(Dataset entries)
*** Block opens ***

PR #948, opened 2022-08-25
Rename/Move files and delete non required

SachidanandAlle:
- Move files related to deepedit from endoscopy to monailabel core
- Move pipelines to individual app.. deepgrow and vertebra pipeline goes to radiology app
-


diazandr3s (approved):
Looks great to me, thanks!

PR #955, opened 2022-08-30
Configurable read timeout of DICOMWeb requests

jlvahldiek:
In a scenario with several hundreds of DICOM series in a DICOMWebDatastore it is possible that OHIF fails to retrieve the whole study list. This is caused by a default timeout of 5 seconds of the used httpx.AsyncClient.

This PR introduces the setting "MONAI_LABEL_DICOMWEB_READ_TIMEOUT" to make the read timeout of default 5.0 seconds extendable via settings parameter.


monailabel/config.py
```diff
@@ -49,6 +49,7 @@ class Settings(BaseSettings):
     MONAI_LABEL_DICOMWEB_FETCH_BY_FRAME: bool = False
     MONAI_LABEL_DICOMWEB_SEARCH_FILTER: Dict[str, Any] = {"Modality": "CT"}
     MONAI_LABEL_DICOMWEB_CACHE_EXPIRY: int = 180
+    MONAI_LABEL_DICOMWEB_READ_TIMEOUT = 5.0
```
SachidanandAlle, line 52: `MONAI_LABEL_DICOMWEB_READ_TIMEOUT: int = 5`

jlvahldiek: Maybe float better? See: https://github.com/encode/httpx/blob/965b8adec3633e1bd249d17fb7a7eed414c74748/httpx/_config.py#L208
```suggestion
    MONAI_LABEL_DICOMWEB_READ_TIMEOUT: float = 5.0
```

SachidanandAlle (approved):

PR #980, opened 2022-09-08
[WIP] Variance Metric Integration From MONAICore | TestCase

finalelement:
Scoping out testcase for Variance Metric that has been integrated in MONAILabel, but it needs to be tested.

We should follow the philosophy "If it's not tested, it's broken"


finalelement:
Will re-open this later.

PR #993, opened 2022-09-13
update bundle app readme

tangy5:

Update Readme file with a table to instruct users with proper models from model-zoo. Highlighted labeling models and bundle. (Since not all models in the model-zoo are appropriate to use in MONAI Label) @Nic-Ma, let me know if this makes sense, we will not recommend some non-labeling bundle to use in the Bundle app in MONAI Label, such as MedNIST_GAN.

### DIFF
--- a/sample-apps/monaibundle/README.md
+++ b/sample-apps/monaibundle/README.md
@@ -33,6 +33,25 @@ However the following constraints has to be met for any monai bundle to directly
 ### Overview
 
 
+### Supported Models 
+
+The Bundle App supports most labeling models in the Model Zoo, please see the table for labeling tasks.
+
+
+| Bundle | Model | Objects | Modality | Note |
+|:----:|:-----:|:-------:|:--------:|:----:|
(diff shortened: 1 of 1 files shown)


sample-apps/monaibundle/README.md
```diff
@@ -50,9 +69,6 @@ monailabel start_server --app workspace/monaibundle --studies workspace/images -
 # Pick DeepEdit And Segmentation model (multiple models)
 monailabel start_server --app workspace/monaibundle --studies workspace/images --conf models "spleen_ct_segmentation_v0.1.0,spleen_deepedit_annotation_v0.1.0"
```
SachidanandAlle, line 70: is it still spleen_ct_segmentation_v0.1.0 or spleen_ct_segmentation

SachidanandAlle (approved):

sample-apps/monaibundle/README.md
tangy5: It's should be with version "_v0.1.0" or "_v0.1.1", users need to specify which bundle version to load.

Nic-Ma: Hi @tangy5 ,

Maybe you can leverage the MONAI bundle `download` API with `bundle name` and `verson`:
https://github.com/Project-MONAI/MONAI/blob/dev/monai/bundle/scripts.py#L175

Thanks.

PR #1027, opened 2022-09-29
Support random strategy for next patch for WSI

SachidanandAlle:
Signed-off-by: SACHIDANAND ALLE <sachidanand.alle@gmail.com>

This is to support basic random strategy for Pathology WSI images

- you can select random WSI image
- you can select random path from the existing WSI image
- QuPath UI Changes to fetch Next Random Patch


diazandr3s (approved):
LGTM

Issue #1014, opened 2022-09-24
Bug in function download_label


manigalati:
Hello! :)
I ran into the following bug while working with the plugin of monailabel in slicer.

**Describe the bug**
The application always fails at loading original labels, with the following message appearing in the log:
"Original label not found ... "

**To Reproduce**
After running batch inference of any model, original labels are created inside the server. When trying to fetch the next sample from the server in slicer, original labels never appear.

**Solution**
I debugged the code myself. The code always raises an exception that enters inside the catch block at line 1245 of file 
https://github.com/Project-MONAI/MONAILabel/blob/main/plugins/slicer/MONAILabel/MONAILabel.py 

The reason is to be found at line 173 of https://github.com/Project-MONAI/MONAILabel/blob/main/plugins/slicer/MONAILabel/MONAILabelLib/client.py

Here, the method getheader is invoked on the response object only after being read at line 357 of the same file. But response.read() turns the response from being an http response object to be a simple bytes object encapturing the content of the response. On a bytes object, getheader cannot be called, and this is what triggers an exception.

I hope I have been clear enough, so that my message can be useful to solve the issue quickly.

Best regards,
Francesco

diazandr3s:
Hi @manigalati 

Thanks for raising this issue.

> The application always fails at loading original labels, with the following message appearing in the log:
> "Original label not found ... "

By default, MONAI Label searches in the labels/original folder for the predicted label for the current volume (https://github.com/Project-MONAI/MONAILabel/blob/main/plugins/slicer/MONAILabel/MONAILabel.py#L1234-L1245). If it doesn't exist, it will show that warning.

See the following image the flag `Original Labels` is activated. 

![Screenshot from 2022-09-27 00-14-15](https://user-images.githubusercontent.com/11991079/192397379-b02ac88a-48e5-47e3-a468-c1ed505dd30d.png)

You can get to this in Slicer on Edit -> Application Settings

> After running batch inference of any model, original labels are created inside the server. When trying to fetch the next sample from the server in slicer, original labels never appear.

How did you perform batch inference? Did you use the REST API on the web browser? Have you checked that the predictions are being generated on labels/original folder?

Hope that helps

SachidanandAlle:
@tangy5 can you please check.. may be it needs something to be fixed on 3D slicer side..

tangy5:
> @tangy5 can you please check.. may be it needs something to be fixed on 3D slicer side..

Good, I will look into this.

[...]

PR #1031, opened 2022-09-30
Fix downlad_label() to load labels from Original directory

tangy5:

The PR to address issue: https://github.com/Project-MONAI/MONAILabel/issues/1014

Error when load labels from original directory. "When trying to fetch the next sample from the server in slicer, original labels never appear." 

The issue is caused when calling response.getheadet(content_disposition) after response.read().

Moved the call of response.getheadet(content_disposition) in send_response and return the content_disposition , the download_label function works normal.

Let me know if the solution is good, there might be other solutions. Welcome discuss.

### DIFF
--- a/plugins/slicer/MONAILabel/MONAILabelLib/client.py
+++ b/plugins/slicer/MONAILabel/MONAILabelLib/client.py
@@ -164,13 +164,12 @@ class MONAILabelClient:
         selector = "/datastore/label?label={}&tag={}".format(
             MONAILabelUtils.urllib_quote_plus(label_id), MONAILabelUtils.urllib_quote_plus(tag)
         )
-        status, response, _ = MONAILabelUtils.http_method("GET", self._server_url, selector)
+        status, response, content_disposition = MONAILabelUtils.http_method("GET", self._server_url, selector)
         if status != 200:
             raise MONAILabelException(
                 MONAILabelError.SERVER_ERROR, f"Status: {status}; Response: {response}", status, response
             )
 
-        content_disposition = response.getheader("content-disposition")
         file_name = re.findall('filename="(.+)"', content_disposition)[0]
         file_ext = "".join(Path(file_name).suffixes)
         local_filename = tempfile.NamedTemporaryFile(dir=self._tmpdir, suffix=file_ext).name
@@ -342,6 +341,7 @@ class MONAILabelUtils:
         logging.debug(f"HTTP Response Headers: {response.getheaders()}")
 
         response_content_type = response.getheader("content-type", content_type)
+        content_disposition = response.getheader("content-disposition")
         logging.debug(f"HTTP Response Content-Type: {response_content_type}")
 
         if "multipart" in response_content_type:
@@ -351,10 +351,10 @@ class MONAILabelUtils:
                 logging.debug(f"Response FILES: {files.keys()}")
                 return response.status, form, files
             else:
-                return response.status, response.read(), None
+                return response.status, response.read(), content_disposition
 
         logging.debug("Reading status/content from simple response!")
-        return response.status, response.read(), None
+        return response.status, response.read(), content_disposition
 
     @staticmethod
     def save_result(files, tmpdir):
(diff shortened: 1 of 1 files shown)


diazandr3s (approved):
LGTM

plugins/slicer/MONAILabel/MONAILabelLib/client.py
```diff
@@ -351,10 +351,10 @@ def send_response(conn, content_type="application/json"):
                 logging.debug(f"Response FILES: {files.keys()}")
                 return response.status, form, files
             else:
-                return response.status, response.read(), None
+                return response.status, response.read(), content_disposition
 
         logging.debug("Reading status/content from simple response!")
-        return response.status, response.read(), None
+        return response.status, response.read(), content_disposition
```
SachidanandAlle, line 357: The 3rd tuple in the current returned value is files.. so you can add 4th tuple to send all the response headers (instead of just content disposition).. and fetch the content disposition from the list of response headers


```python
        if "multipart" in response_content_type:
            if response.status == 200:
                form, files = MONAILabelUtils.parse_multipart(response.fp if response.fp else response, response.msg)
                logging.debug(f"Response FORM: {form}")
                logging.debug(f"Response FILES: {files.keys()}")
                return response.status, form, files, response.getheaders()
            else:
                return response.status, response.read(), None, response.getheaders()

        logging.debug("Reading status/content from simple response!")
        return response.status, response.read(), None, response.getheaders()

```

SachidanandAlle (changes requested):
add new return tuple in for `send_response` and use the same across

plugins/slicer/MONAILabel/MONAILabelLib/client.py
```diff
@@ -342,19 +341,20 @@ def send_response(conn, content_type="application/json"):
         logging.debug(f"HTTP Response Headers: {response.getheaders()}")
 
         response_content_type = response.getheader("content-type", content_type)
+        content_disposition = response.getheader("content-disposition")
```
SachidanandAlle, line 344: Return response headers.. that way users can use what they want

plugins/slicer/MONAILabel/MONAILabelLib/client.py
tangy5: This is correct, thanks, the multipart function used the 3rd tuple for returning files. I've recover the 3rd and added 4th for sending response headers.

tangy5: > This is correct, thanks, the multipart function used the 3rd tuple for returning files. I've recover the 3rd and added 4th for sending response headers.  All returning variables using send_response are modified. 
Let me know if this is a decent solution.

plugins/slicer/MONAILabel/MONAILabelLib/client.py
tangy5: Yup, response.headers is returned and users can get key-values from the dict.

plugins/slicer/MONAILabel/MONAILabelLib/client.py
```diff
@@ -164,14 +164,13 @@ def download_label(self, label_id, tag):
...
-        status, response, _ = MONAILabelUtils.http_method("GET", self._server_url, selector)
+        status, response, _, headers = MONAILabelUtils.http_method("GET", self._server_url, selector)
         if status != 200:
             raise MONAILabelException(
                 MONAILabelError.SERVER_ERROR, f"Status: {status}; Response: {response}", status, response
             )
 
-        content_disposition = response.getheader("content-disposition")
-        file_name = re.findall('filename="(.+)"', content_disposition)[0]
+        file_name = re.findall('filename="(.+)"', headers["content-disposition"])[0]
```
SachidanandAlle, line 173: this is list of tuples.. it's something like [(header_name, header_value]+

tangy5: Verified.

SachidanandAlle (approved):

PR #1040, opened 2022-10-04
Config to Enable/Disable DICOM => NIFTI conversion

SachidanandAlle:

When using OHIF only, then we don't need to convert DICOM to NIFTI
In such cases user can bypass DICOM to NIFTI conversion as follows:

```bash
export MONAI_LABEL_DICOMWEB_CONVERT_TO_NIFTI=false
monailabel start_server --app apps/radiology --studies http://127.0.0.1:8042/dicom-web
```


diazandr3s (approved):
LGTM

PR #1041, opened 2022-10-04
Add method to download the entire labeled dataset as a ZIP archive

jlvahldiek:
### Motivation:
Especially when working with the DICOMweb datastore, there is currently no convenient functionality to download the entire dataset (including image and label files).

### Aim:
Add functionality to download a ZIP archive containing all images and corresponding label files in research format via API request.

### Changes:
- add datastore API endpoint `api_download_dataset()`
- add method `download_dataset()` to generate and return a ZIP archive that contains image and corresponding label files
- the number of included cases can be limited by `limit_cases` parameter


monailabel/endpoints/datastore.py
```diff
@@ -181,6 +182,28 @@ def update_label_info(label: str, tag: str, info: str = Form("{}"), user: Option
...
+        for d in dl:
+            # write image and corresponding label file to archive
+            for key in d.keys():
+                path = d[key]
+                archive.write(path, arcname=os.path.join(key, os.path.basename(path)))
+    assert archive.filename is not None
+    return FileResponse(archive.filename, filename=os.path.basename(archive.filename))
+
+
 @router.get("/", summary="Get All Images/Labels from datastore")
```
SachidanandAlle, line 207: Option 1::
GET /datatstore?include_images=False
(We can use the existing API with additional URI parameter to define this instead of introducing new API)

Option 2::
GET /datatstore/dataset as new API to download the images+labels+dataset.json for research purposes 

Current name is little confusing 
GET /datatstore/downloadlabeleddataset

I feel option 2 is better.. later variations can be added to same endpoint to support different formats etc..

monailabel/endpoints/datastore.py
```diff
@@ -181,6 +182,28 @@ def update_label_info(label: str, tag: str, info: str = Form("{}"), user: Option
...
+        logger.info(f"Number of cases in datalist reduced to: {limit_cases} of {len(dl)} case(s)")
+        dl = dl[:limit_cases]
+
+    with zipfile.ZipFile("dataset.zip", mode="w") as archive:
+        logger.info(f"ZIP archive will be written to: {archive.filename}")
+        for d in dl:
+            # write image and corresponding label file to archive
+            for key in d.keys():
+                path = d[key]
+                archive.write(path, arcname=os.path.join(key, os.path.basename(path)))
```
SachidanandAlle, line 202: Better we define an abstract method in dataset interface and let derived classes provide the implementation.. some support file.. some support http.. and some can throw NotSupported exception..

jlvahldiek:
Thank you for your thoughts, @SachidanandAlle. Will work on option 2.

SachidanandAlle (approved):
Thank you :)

*** Block closes ***

Aim of the exercise - Each line of the data that includes "later" should be copied.

Task response -
Will re-open this later.
I feel option 2 is better.. later variations can be added to same endpoint to support different formats etc..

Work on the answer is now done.